PR #6222, opened 2026-02-18
fix(l1): add tests to account creation and deletion

Arkenan:
**Motivation**

This is a relatively difficult edge case to identify and have run into it in different forms multiple times.

**Description**

We add an integration test for PR #6219

### DIFF
--- a/test/tests/levm/batch_execution_tests.rs
+++ b/test/tests/levm/batch_execution_tests.rs
@@ -21,7 +21,7 @@ use ethrex_levm::{
 use rustc_hash::FxHashMap;
 use std::sync::Arc;
 
-// ==================== Test Database ====================
+// ==================== Test Helpers ====================
 
 /// Minimal in-memory database that returns empty/default for everything.
 struct EmptyDatabase;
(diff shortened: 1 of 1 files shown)


test/tests/levm/batch_execution_tests.rs
```diff
@@ -0,0 +1,226 @@
...
+}
+
+/// Verify that removed_storage IS correctly set when the account actually
+/// had storage in the trie (i.e. existed before the batch started).
+///
+/// This tests that the fix doesn't break the legitimate case: an account
+/// that existed in the trie with storage, gets SELFDESTRUCT'd, and then
+/// gets modified (e.g., receives ETH). Its storage should be cleared.
+#[test]
+fn batch_removed_storage_set_when_account_had_trie_storage() {
```
ElFantasma, line 158: This test only covers `get_state_transitions()`. Since `get_state_transitions_tx()` has the same `removed_storage` logic (and received the same fix in #6219), it would be good to add a `_tx` variant — the same way tests 1 and 2 mirror each other for the spurious-update case.

test/tests/levm/batch_execution_tests.rs
```diff
@@ -0,0 +1,226 @@
...
+}
+
+/// Test that a DestroyedModified account with NO prior trie storage but with
+/// balance changes still gets an info update (but NOT removed_storage).
+///
+/// Scenario: Account didn't exist before batch, was created, destroyed, then
+/// received some ETH. It should appear in the trie with the new balance, but
+/// removed_storage should be false (nothing to remove from trie).
+#[test]
+fn batch_destroyed_modified_with_balance_but_no_prior_storage() {
```
ElFantasma, line 201: Same as above — this scenario only tests `get_state_transitions()`. A `_tx` variant would ensure parity with the first two tests and catch any future divergence between the two code paths.

PR #6224, opened 2026-02-18
fix(levm): backup account status

iovoid:
**Motivation**

Recently we had a bug in which an empty account was incorrectly inserted into the trie. The proximate cause was fixed in #6219, but the problem runs deeper.

The code used to send an update with removed_storage=true when an account was in the DestroyedModified state, but the problem is this state shouldn't have been reached since the account wasn't modified after being destroyed, otherwise it would have state.

The problem is that the state goes from Destroyed to DestroyedModified when the account is modified through get_account_mut, but isn't restored if the modification is reverted.

**Description**

This PR fixes the backup and adds an integration test that should fail unless one (this PR's and #6219's) of the fixes is present.


iovoid:
Superceded by #6225

PR #6225, opened 2026-02-18
test(l1): add regression test for batch selfdestruct spurious state root

azteca1998:
## Summary
- Adds integration tests exercising the `DestroyedModified` account state transition in batch execution, validating the fix from #6219.
- The main test deploys a self-destructing contract (Block 1), sends a 0-value tx to the destroyed address (Block 2), then re-executes both blocks via `add_blocks_in_batch` and asserts the state root matches.
- Without the fix, a spurious empty `AccountState` would be inserted into the state trie, causing a `StateRootMismatch`.

## Test plan
- [x] `batch_selfdestruct_created_account_no_spurious_state` passes with the fix
- [x] `batch_selfdestruct_created_account_no_spurious_state` fails (StateRootMismatch) when the fix is reverted
- [x] `batch_single_block_selfdestruct` passes (single-block batch sanity check)
- [x] Existing tests unaffected

### DIFF
--- a/test/tests/blockchain/batch_tests.rs
+++ b/test/tests/blockchain/batch_tests.rs
@@ -9,8 +9,8 @@ use ethrex_common::{
     Address, H160, H256, U256,
     evm::calculate_create_address,
     types::{
-        Block, BlockHeader, EIP1559Transaction, GenesisAccount, Transaction, TxKind,
-        DEFAULT_BUILDER_GAS_CEIL, ELASTICITY_MULTIPLIER,
+        Block, BlockHeader, DEFAULT_BUILDER_GAS_CEIL, EIP1559Transaction, ELASTICITY_MULTIPLIER,
+        GenesisAccount, Transaction, TxKind,
     },
 };
 use ethrex_l2_rpc::signer::{LocalSigner, Signable, Signer};
@@ -179,6 +179,11 @@ async fn batch_selfdestruct_created_account_no_spurious_state() {
 
     // 4. Build block 1 and validate it via single-block path.
     let block1 = build_block(&store_a, &blockchain_a, &genesis_header).await;
+    assert_eq!(
+        block1.body.transactions.len(),
+        1,
+        "block1 must include the deploy tx"
+    );
     blockchain_a
         .add_block(block1.clone())
         .expect("block1 should be valid (single-block)");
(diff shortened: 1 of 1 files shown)


test/tests/blockchain/batch_tests.rs
```diff
@@ -0,0 +1,281 @@
...
+        .expect("tx2 should enter pool");
+
+    // Remove Block 1's transactions from the pool so they don't interfere
+    // with building Block 2 (the mempool doesn't auto-prune on add_block).
+    blockchain_a
+        .remove_block_transactions_from_pool(&block1)
+        .expect("should remove block1 txs from pool");
+
+    // 6. Build block 2 and validate it via single-block path.
+    let block2 = build_block(&store_a, &blockchain_a, &block1.header).await;
```
ElFantasma, line 224: Same here — assert block2 includes tx2. This is the transaction that triggers the `Destroyed` -> `DestroyedModified` transition; if it's not included, the regression scenario is not exercised.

Directions - All of the data above should be set down word for word.

Answer to this task -
PR #6222, opened 2026-02-18
fix(l1): add tests to account creation and deletion

Arkenan:
**Motivation**

This is a relatively difficult edge case to identify and have run into it in different forms multiple times.

**Description**

We add an integration test for PR #6219

### DIFF
--- a/test/tests/levm/batch_execution_tests.rs
+++ b/test/tests/levm/batch_execution_tests.rs
@@ -21,7 +21,7 @@ use ethrex_levm::{
 use rustc_hash::FxHashMap;
 use std::sync::Arc;
 
-// ==================== Test Database ====================
+// ==================== Test Helpers ====================
 
 /// Minimal in-memory database that returns empty/default for everything.
 struct EmptyDatabase;
(diff shortened: 1 of 1 files shown)


test/tests/levm/batch_execution_tests.rs
```diff
@@ -0,0 +1,226 @@
...
+}
+
+/// Verify that removed_storage IS correctly set when the account actually
+/// had storage in the trie (i.e. existed before the batch started).
+///
+/// This tests that the fix doesn't break the legitimate case: an account
+/// that existed in the trie with storage, gets SELFDESTRUCT'd, and then
+/// gets modified (e.g., receives ETH). Its storage should be cleared.
+#[test]
+fn batch_removed_storage_set_when_account_had_trie_storage() {
```
ElFantasma, line 158: This test only covers `get_state_transitions()`. Since `get_state_transitions_tx()` has the same `removed_storage` logic (and received the same fix in #6219), it would be good to add a `_tx` variant — the same way tests 1 and 2 mirror each other for the spurious-update case.

test/tests/levm/batch_execution_tests.rs
```diff
@@ -0,0 +1,226 @@
...
+}
+
+/// Test that a DestroyedModified account with NO prior trie storage but with
+/// balance changes still gets an info update (but NOT removed_storage).
+///
+/// Scenario: Account didn't exist before batch, was created, destroyed, then
+/// received some ETH. It should appear in the trie with the new balance, but
+/// removed_storage should be false (nothing to remove from trie).
+#[test]
+fn batch_destroyed_modified_with_balance_but_no_prior_storage() {
```
ElFantasma, line 201: Same as above — this scenario only tests `get_state_transitions()`. A `_tx` variant would ensure parity with the first two tests and catch any future divergence between the two code paths.

PR #6224, opened 2026-02-18
fix(levm): backup account status

iovoid:
**Motivation**

Recently we had a bug in which an empty account was incorrectly inserted into the trie. The proximate cause was fixed in #6219, but the problem runs deeper.

The code used to send an update with removed_storage=true when an account was in the DestroyedModified state, but the problem is this state shouldn't have been reached since the account wasn't modified after being destroyed, otherwise it would have state.

The problem is that the state goes from Destroyed to DestroyedModified when the account is modified through get_account_mut, but isn't restored if the modification is reverted.

**Description**

This PR fixes the backup and adds an integration test that should fail unless one (this PR's and #6219's) of the fixes is present.


iovoid:
Superceded by #6225

PR #6225, opened 2026-02-18
test(l1): add regression test for batch selfdestruct spurious state root

azteca1998:
## Summary
- Adds integration tests exercising the `DestroyedModified` account state transition in batch execution, validating the fix from #6219.
- The main test deploys a self-destructing contract (Block 1), sends a 0-value tx to the destroyed address (Block 2), then re-executes both blocks via `add_blocks_in_batch` and asserts the state root matches.
- Without the fix, a spurious empty `AccountState` would be inserted into the state trie, causing a `StateRootMismatch`.

## Test plan
- [x] `batch_selfdestruct_created_account_no_spurious_state` passes with the fix
- [x] `batch_selfdestruct_created_account_no_spurious_state` fails (StateRootMismatch) when the fix is reverted
- [x] `batch_single_block_selfdestruct` passes (single-block batch sanity check)
- [x] Existing tests unaffected

### DIFF
--- a/test/tests/blockchain/batch_tests.rs
+++ b/test/tests/blockchain/batch_tests.rs
@@ -9,8 +9,8 @@ use ethrex_common::{
     Address, H160, H256, U256,
     evm::calculate_create_address,
     types::{
-        Block, BlockHeader, EIP1559Transaction, GenesisAccount, Transaction, TxKind,
-        DEFAULT_BUILDER_GAS_CEIL, ELASTICITY_MULTIPLIER,
+        Block, BlockHeader, DEFAULT_BUILDER_GAS_CEIL, EIP1559Transaction, ELASTICITY_MULTIPLIER,
+        GenesisAccount, Transaction, TxKind,
     },
 };
 use ethrex_l2_rpc::signer::{LocalSigner, Signable, Signer};
@@ -179,6 +179,11 @@ async fn batch_selfdestruct_created_account_no_spurious_state() {
 
     // 4. Build block 1 and validate it via single-block path.
     let block1 = build_block(&store_a, &blockchain_a, &genesis_header).await;
+    assert_eq!(
+        block1.body.transactions.len(),
+        1,
+        "block1 must include the deploy tx"
+    );
     blockchain_a
         .add_block(block1.clone())
         .expect("block1 should be valid (single-block)");
(diff shortened: 1 of 1 files shown)


test/tests/blockchain/batch_tests.rs
```diff
@@ -0,0 +1,281 @@
...
+        .expect("tx2 should enter pool");
+
+    // Remove Block 1's transactions from the pool so they don't interfere
+    // with building Block 2 (the mempool doesn't auto-prune on add_block).
+    blockchain_a
+        .remove_block_transactions_from_pool(&block1)
+        .expect("should remove block1 txs from pool");
+
+    // 6. Build block 2 and validate it via single-block path.
+    let block2 = build_block(&store_a, &blockchain_a, &block1.header).await;
```
ElFantasma, line 224: Same here — assert block2 includes tx2. This is the transaction that triggers the `Destroyed` -> `DestroyedModified` transition; if it's not included, the regression scenario is not exercised.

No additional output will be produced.